Excerpted records:
PR #704, opened 2019-10-30
Fix build protobuf in docker

yihuang:
Without this, the error message is: "error: cannot install 'libprotoc.la' to a directory not ending in /usr/local/lib"

https://github.com/protocolbuffers/protobuf/issues/148


hewigovens:
This error is usually caused by not setting `PREFIX` environment variable, can you confirm you have set it correctly?

yihuang:
I can't reproduce it, so I'm closing now.

PR #713, opened 2019-11-05
[ Tezos ] Fix undelegation crash

leoneparise:
## Description
Fix undelegation crash for tezos and add more test cases


src/Tezos/Forging.cpp
```diff
@@ -84,14 +84,14 @@ Data forgeOperation(const Operation& operation) {
         auto publicKey = PublicKey(operation.reveal_operation_data().public_key(), TWPublicKeyTypeED25519);
         auto forgedPublicKey = forgePublicKey(publicKey);
 
-        /* Uncomment for debugging */
+        /* Uncomment for debugging
```
hewigovens: Can we remove comments for debugging? It’s not document either

src/Tezos/Forging.cpp
```diff
@@ -123,8 +121,11 @@ Data forgeOperation(const Operation& operation) {
         append(forged, forgedGasLimit);
         append(forged, forgedStorageLimit);
         if (!delegate.empty()) {
+            auto forgedPublicKeyHash = forgePublicKeyHash(delegate);
+            // auto forgedPublicKeyHashHex = hex(forgedPublickKeyHash.begin(), forgedPublickKeyHash.end()); // Uncomment for debugging
```
hewigovens: Also here

src/Tezos/Forging.cpp
leoneparise: It helped me a lot when I was having issues to forge those binaries.

hewigovens: yes, I'm used to have them in my git stash, git stash pop if you want to debug them

PR #303, opened 2018-05-29
dht_proxy_server: avoid mutex when getting /

AmarOk1412:
dht_proxy_server: avoid mutex when getting /

The dht_proxy_server should be always up, so getNodesStats will
be pretty always up-to-date. We can add it into a job and avoid
to wait for this method to finish (and this method use an
internal lock) to have a quick answer about the status of the proxy.

Note: the update is forced during the initialization of the proxy

### DIFF
--- a/include/opendht/dht_proxy_server.h
+++ b/include/opendht/dht_proxy_server.h
@@ -21,12 +21,13 @@
 
 #pragma once
 
+#include "callbacks.h"
 #include "def.h"
-#include "sockaddr.h"
 #include "infohash.h"
-#include "scheduler.h"
-#include "value.h"
 #include "proxy.h"
+#include "scheduler.h"
+#include "sockaddr.h"
+#include "value.h"
 
 #include <thread>
 #include <memory>
@@ -237,6 +238,9 @@ private:
     std::thread schedulerThread_;
 
     Sp<Scheduler::Job> printStatsJob_;
+    mutable std::mutex statsMutex_;
+    mutable NodeStats ipv4Stats_ {};
+    mutable NodeStats ipv6Stats_ {};
 
     // Handle client quit for listen.
     // NOTE: can be simplified when we will supports restbed 5.0
--- a/src/dht_proxy_server.cpp
+++ b/src/dht_proxy_server.cpp
@@ -30,6 +30,8 @@
 #include <functional>
 #include <limits>
 
+#include <iostream>
+
 using namespace std::placeholders;
 
 namespace dht {
@@ -128,6 +130,16 @@ DhtProxyServer::DhtProxyServer(std::shared_ptr<DhtRunner> dht, in_port_t port , 
                 std::cout << getStats().toString() << std::endl;
                 scheduler_.edit(printStatsJob_, scheduler_.time() + PRINT_STATS_PERIOD);
             }
+            if (not stopListeners) {
+                // Refresh stats cache
+                auto newIpv4Stats = dht_->getNodesStats(AF_INET);
+                auto newIpv6Stats = dht_->getNodesStats(AF_INET6);
+                {
+                    std::lock_guard<std::mutex> lck(statsMutex_);
+                    ipv4Stats_ = std::move(newIpv4Stats);
+                    ipv6Stats_ = std::move(newIpv6Stats);
+                }
+            }
         });
         while (service_->is_up()  and not stopListeners) {
             std::unique_lock<std::mutex> lock(schedulerLock_);
@@ -205,8 +217,19 @@ DhtProxyServer::getNodeInfo(const std::shared_ptr<restbed::Session>& session) co
                     if (id)
                         result["id"] = id.toString();
                     result["node_id"] = dht_->getNodeId().toString();
-                    result["ipv4"] = dht_->getNodesStats(AF_INET).toJson();
-                    result["ipv6"] = dht_->getNodesStats(AF_INET6).toJson();
+                    {
+                        std::lock_guard<std::mutex> lck(statsMutex_);
+                        if (ipv4Stats_.good_nodes == 0 && ipv6Stats_.good_nodes == 0) {
+                            // NOTE: we want to avoid the disconnected state as much as possible
+                            // So, if the node is disconnected, we should force the update of the cache
+                            // and reconnect as soon as possible
+                            // This should not happen much
+                            ipv4Stats_ = dht_->getNodesStats(AF_INET);
+                            ipv6Stats_ = dht_->getNodesStats(AF_INET);
+                        }
+                        result["ipv4"] = ipv4Stats_.toJson();
+                        result["ipv6"] = ipv6Stats_.toJson();
+                    }
                     result["public_ip"] = s->get_origin(); // [ipv6:ipv4]:port or ipv4:port
                     Json::StreamWriterBuilder wbuilder;
                     wbuilder["commentStyle"] = "None";


include/opendht/dht_proxy_server.h
```diff
@@ -237,6 +238,9 @@ class OPENDHT_PUBLIC DhtProxyServer
     std::thread schedulerThread_;
 
     Sp<Scheduler::Job> printStatsJob_;
+    Sp<Scheduler::Job> getNodeStatsJob_;
+    mutable NodeStats ipv4Stats_ {};
```
aberaud: shouldn't be mutable

include/opendht/dht_proxy_server.h
```diff
@@ -237,6 +238,9 @@ class OPENDHT_PUBLIC DhtProxyServer
     std::thread schedulerThread_;
 
     Sp<Scheduler::Job> printStatsJob_;
+    Sp<Scheduler::Job> getNodeStatsJob_;
```
aberaud: merge with printStatsJob to ensure stats are printed after the update (and not maybe just before)

src/dht_proxy_server.cpp
```diff
@@ -205,8 +215,14 @@ DhtProxyServer::getNodeInfo(const std::shared_ptr<restbed::Session>& session) co
                     if (id)
                         result["id"] = id.toString();
                     result["node_id"] = dht_->getNodeId().toString();
-                    result["ipv4"] = dht_->getNodesStats(AF_INET).toJson();
-                    result["ipv6"] = dht_->getNodesStats(AF_INET6).toJson();
+                    if (ipv4Stats_.good_nodes == 0 && ipv6Stats_.good_nodes == 0) {
```
aberaud: * Shouldn't be needed (run the update on startup if required)
* Doesn't run on startup but every time there is no good known node which is not the intent

src/dht_proxy_server.cpp
```diff
@@ -129,6 +132,13 @@ DhtProxyServer::DhtProxyServer(std::shared_ptr<DhtRunner> dht, in_port_t port ,
                 scheduler_.edit(printStatsJob_, scheduler_.time() + PRINT_STATS_PERIOD);
             }
         });
+        getNodeStatsJob_ = scheduler_.add(scheduler_.time(), [this]{
+            if (service_->is_up() and not stopListeners) {
+                ipv4Stats_ = dht_->getNodesStats(AF_INET);
```
aberaud: not thread-safe but I guess that's ok since it's a POD and consistency is not a requirement for this data.

include/opendht/dht_proxy_server.h
AmarOk1412: I do this because I use this in getNodeInfo() which is const.

include/opendht/dht_proxy_server.h
AmarOk1412: printStatsJob_ print only subscribers and listeners, I don't think it's necessary? But yeah we can only use one job

src/dht_proxy_server.cpp
AmarOk1412: Not sure what you mean by "Doesn't run on startup but every time there is no good known node which is not the intent". Here I update the stats only if there is no good known node.

src/dht_proxy_server.cpp
AmarOk1412: dht_ should exists till the proxy exists. And the scheduler can only launch this job once at a time?

src/dht_proxy_server.cpp
aberaud: According to the comment the intent was to update on startup but that's not what the code does and there seems to be no reason to update only if there is no good node.

include/opendht/dht_proxy_server.h
aberaud: Indeed it's different stats. Might still optionally be merged in a single job.

src/dht_proxy_server.cpp
aberaud: dht_ is not the issue, consistency of ipv4Stats_ is but it doean't really matter

src/dht_proxy_server.cpp
AmarOk1412: In fact. If I update on startup, the dhtrunner can haven't discovered any node for now. Here I just want to be connected to the proxy as soon as possible (after dht.cpp discover some nodes in the network). I don't know if I'm clear enough?

src/dht_proxy_server.cpp
```diff
@@ -129,6 +132,13 @@ DhtProxyServer::DhtProxyServer(std::shared_ptr<DhtRunner> dht, in_port_t port ,
                 scheduler_.edit(printStatsJob_, scheduler_.time() + PRINT_STATS_PERIOD);
             }
         });
+        getNodeStatsJob_ = scheduler_.add(scheduler_.time(), [this]{
+            if (service_->is_up() and not stopListeners) {
```
aberaud: service doesn't need to be up, might this allow to update the stats during startup with this job ?

include/opendht/dht_proxy_server.h
aberaud: IMO there really is no reason to update from getNodeInfo() (the goal of this patch is to put the load on a separate job).

src/dht_proxy_server.cpp
AmarOk1412: Yeah the only issue I see is that we make a GET / at the same time the scheduler is called. Here we will have 2 write operations for the same value. In the other case the scheduler can't start two `getNodeStatsJob_` at the same time?

Anyway if we decide to keep the write operations in `getNodeInfo` I can add a lock_guard to be sure.

include/opendht/dht_proxy_server.h
AmarOk1412: the only case I see is that we set up a dhtproxyserver and we directly try to do a listen on it. (this is the case in `dhtproxytester.cpp`)

I can just disable unit tests on the proxy till I found a better solution to do that.

src/dht_proxy_server.cpp
AmarOk1412: Bad copy paste from the previous job. But indeed no need to check this here

src/dht_proxy_server.cpp
aberaud: Yes with your explanation actually the code makes sense, and that's a good reason to update if there is no good known node: the node might go through a disconnected state, on startup or later, and in that case we want to update the state ASAP. Update the comments to make it clear.

For a long-term solution we might have multiple dht state listeners and update the stats in case of connectivity change.

src/dht_proxy_server.cpp
aberaud: There also might be one or more read operations while data is written so the data might be inconsistent.

AmarOk1412: arf yeah I forgot that the write operation is not atomic :/

I'll add a lock to be sure

src/dht_proxy_server.cpp
AmarOk1412: Yeah the comment was unclear. I'll fix this tomorrow morning.

include/opendht/dht_proxy_server.h
AmarOk1412: Done

src/dht_proxy_server.cpp
AmarOk1412: Done

src/dht_proxy_server.cpp
AmarOk1412: Done

src/dht_proxy_server.cpp
AmarOk1412: Done

PR #311, opened 2018-06-18
dhtrunner: drop packet if processing took too long

aberaud:


AmarOk1412:
Looks good to me just to wait for the result on the big proxy..

PR #327, opened 2018-08-12
value_cache: expire value if expiration is now

aberaud:


AmarOk1412:
I think the best way to test this patch is to  bump the dht proxy :)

Instructions to follow:
What do the lines above say from the one containing "-30,6 +30,8 @@" down to the one containing "std::cout << getStats().toString()"? Return them exactly, both end lines included, and only them.

Solved exercise:
@@ -30,6 +30,8 @@
 #include <functional>
 #include <limits>
 
+#include <iostream>
+
 using namespace std::placeholders;
 
 namespace dht {
@@ -128,6 +130,16 @@ DhtProxyServer::DhtProxyServer(std::shared_ptr<DhtRunner> dht, in_port_t port , 
                 std::cout << getStats().toString() << std::endl;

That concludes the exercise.